PR #3943, opened 2022-09-27
Online Feedback - create online column in Room

scouillard:
## Description

Add online boolean column to Room.
When a meeting is started, `room.online = true`.
When a meeting is closed, `room.online = false` via the callback endpoint in ExternalController.

You can pass a Room or a bunch of Rooms to RunningMeetingChecker and it will confirm if a meeting is truly online by running `get_meeting_info` on the provided rooms.

## TODO

- Add RunningMeetingChecker specs
- Run benchmark on ServerRooms? `active_meetings` vs running the RunningMeeting service?

image
image

### DIFF
--- a/app/controllers/api/v1/admin/server_rooms_controller.rb
+++ b/app/controllers/api/v1/admin/server_rooms_controller.rb
@@ -14,9 +14,19 @@ module Api
 
           pagy, rooms = pagy(rooms)
 
-          rooms = RunningMeetingChecker.new(rooms:).call
+          active_rooms = BigBlueButtonApi.new.active_meetings
+          active_rooms_hash = {}
 
-          render_data data: rooms, meta: pagy_metadata(pagy), serializer: ServerRoomSerializer, status: :ok
+          active_rooms.each do |active_room|
+            active_rooms_hash[active_room[:meetingID]] = active_room[:participantCount]
+          end
+
+          @rooms.each do |room|
+            room.active = active_rooms_hash.key?(room.meeting_id)
+            room.participants = active_rooms_hash[room.meeting_id]
+          end
+
+          render_data data: @rooms, meta: pagy_metadata(pagy), serializer: ServerRoomSerializer, status: :ok
         end
       end
     end
--- a/app/controllers/api/v1/admin/server_rooms_controller.rb
+++ b/app/controllers/api/v1/admin/server_rooms_controller.rb
@@ -21,12 +21,12 @@ module Api
             active_rooms_hash[active_room[:meetingID]] = active_room[:participantCount]
           end
 
-          @rooms.each do |room|
+          rooms.each do |room|
             room.active = active_rooms_hash.key?(room.meeting_id)
             room.participants = active_rooms_hash[room.meeting_id]
           end
 
-          render_data data: @rooms, meta: pagy_metadata(pagy), serializer: ServerRoomSerializer, status: :ok
+          render_data data: rooms, meta: pagy_metadata(pagy), serializer: ServerRoomSerializer, status: :ok
         end
       end
     end
--- a/app/controllers/api/v1/meetings_controller.rb
+++ b/app/controllers/api/v1/meetings_controller.rb
@@ -23,7 +23,6 @@ module Api
             current_user:,
             provider: current_provider
           ).call
-          @room.update(online: true)
         rescue BigBlueButton::BigBlueButtonException => e
           return render_error status: :bad_request unless e.key == 'idNotUnique'
         end
@@ -67,7 +66,6 @@ module Api
               current_user:,
               provider: current_provider
             ).call
-            @room.update(online: true)
           rescue BigBlueButton::BigBlueButtonException => e
             return render_error status: :bad_request unless e.key == 'idNotUnique'
           end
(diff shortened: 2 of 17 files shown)


app/services/running_meeting_checker.rb
```diff
@@ -1,22 +1,37 @@
...
+      # If provided a single room, the service will use bbb get_meeting_info request
+      # get_meeting_info returns an error if the meeting is NOT active
+      begin
+        active_room = BigBlueButtonApi.new.get_meeting_info(meeting_id: @rooms.meeting_id)
+        @rooms.active = true
+        @rooms.participants = active_room[:participantCount]
+      rescue BigBlueButton::BigBlueButtonException
+        @rooms.active = false
+        @rooms.participants = nil
+      end
```
farhatahmad, line 33: Does `get_meeting_info` throw an exception if the meeting isn't running?

scouillard: It returns message: `A meeting with that ID does not exist, messageKey: notFound`
It doesn't seem to be an error as its return code 200.

scouillard: image

app/services/running_meeting_checker.rb
```diff
@@ -1,22 +1,37 @@
...
   def initialize(rooms:)
     @rooms = rooms
   end
 
   def call
-    active_rooms = BigBlueButtonApi.new.active_meetings
-    active_rooms_hash = {}
+    # If provided an array of rooms, the service will use bbb active_meetings request
+    if @rooms.is_a?(Array)
+      active_rooms = BigBlueButtonApi.new.active_meetings
```
farhatahmad, line 12: BigBlueButtonApi.new.get_meeting_info(meeting_id: @rooms.pluck(:meeting_id))

app/controllers/api/v1/admin/server_rooms_controller.rb
```diff
@@ -14,7 +14,17 @@ def index
...
+          active_rooms_hash = {}
+
+          active_rooms.each do |active_room|
+            active_rooms_hash[active_room[:meetingID]] = active_room[:participantCount]
+          end
+
+          rooms.each do |room|
+            room.active = active_rooms_hash.key?(room.meeting_id)
+            room.participants = active_rooms_hash[room.meeting_id]
+          end
```
scouillard, line 27: If `active_meeting `just runs a bunch of `get_meeting_info`, we might as well use our RunningMeeting service here?
I will benchmark tonight or tomorrow.

scouillard:
Lot's of file have changed but most of the stuff is in `services/RunningMeetingChecker` and `RoomsController`.
The other files are mostly the change from the virtual "active" to the column "online" and bunch of styling.

app/controllers/api/v1/admin/server_rooms_controller.rb
```diff
@@ -14,7 +14,7 @@ def index
 
           pagy, rooms = pagy(rooms)
 
-          rooms = RunningMeetingChecker.new(rooms:).call
+          RunningMeetingChecker.new(rooms:).call
```
scouillard, line 17: Double check that `get_meetings` is running a bunch of `get_meeting_info` as well so we might as well use our service in ServerRooms for consistency.

app/controllers/api/v1/admin/server_rooms_controller.rb
scouillard, line 27: I put the old ServerRooms logic so the specs doesn't break.
I think `active_rooms` is just running a bunch of `get_meeting_info`, so we might as well use our service in ServerRooms as well?

db/migrate/20220928193827_add_online_to_room.rb
```diff
@@ -0,0 +1,7 @@
+# frozen_string_literal: true
+
+class AddOnlineToRoom < ActiveRecord::Migration[7.0]
+  def change
+    add_column :rooms, :online, :boolean
```
hadicheaito1, line 5: What was the deciding factor for creating a column for `online` vs the approach you had before?

scouillard: It's to avoid doing an expensive `active_meetings` query on every Rooms refresh. We store the meeting status in the database and then we double check only the online meetings status with `get_meeting_info`

app/controllers/api/v1/meetings_controller.rb
```diff
@@ -66,6 +67,7 @@ def status
               current_user:,
               provider: current_provider
             ).call
+            @room.update(online: true)
```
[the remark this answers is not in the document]
scouillard: Should have done that from the start thank you

app/services/meeting_starter.rb
```diff
@@ -21,7 +21,7 @@ def call
     begin
       meeting = BigBlueButtonApi.new.start_meeting room: @room, options: options, presentation_url: @presentation_url
 
-      @room.update!(last_session: DateTime.strptime(meeting[:createTime].to_s, '%Q'))
+      @room.update!(last_session: DateTime.strptime(meeting[:createTime].to_s, '%Q', online: true))
```
farhatahmad, line 24: This isn't in the right place, it should be after the `)`

scouillard: Embarassing

farhatahmad (approved):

* _Activity_: Give back exactly the lines from the one with "farhatahmad, line 24: This" through the final line of the material, both ends included, and no others.

* _Reply_:
farhatahmad, line 24: This isn't in the right place, it should be after the `)`

scouillard: Embarassing

farhatahmad (approved):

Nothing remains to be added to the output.